*** Source information ***

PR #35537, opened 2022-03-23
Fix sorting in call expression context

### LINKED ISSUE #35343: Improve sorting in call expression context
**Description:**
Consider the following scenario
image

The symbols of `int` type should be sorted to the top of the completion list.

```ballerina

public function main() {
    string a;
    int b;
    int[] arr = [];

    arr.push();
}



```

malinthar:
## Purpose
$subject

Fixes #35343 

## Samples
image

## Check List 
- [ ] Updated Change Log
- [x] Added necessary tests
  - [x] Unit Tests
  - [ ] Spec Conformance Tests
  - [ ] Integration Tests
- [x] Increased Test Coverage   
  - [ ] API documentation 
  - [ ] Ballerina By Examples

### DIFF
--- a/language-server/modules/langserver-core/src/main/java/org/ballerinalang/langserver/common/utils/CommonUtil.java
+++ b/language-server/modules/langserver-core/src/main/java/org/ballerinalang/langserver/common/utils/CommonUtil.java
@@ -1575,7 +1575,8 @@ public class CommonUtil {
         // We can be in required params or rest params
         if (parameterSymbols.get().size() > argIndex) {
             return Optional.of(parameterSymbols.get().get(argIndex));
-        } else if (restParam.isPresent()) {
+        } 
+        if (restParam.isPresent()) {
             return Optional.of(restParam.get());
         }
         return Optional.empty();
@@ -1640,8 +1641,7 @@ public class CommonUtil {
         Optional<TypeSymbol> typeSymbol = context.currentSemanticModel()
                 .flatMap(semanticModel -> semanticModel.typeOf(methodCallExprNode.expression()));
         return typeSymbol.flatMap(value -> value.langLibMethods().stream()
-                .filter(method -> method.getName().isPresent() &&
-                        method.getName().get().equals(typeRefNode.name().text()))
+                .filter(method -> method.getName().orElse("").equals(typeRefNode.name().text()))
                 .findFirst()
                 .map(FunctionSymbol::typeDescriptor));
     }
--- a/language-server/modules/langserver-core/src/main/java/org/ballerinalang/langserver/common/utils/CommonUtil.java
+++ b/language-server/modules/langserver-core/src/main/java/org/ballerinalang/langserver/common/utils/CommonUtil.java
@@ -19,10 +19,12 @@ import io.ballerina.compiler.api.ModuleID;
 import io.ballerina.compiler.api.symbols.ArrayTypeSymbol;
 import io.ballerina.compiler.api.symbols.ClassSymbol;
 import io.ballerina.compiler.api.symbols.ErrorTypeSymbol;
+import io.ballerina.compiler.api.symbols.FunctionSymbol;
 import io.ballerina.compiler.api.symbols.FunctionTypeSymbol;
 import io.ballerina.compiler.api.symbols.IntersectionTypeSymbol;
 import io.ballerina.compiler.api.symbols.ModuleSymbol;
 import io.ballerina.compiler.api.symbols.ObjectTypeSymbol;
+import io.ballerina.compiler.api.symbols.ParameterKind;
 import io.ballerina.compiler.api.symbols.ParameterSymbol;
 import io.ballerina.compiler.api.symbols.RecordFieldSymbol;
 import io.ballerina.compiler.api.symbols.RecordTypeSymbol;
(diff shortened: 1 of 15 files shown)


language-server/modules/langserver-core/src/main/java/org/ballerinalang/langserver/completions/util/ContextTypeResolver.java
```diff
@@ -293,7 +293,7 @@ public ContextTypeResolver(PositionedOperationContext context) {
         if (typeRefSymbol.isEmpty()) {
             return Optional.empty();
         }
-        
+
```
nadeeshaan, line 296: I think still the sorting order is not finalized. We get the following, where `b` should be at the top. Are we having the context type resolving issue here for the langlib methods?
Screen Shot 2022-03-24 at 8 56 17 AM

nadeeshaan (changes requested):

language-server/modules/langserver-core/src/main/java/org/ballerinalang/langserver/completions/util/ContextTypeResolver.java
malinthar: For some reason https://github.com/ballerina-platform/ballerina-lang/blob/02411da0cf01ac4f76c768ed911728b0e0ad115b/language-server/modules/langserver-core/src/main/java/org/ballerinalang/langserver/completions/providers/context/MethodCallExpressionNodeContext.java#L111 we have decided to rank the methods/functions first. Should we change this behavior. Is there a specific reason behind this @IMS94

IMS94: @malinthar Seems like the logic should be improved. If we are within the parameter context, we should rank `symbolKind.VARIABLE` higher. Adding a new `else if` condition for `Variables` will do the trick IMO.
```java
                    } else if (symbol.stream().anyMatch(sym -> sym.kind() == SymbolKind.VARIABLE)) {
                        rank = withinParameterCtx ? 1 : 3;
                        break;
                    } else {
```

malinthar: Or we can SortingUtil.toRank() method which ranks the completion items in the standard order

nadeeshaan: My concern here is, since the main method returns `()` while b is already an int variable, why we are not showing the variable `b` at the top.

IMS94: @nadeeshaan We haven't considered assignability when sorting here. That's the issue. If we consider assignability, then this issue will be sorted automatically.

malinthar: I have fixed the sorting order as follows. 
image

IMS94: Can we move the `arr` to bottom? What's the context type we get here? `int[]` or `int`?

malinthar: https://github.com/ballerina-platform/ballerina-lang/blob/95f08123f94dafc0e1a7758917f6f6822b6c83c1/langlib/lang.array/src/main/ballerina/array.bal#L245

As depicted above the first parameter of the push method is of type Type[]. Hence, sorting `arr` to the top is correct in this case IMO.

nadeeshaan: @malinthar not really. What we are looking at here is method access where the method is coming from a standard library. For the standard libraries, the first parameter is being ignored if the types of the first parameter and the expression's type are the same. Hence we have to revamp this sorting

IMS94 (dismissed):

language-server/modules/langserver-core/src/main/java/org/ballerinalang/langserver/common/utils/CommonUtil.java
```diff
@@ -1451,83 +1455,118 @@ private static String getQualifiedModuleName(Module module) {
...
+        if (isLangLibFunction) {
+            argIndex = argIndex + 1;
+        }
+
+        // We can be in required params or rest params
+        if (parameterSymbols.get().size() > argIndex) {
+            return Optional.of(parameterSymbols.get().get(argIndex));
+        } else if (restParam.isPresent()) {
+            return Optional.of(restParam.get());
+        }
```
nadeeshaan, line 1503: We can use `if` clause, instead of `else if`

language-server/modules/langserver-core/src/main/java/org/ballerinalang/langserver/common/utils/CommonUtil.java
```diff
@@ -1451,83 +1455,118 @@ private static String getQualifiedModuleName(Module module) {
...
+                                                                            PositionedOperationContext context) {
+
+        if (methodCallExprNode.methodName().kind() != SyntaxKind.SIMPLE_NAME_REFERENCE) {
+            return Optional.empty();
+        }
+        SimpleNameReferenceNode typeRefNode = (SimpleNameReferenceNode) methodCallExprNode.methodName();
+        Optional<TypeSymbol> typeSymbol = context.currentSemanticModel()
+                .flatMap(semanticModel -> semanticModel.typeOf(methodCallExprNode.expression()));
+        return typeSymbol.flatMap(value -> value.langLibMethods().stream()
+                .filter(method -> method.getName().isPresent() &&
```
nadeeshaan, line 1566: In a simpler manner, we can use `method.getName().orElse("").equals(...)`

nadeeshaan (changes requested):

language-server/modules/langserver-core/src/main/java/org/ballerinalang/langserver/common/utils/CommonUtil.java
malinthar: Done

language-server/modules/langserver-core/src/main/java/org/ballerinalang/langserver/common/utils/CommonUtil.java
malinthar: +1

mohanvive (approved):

*** End of Source information ***

Assignment —
Using the material above, report each line where "langLibMethods" occurs.

Answer to this task —
         return typeSymbol.flatMap(value -> value.langLibMethods().stream()
+        return typeSymbol.flatMap(value -> value.langLibMethods().stream()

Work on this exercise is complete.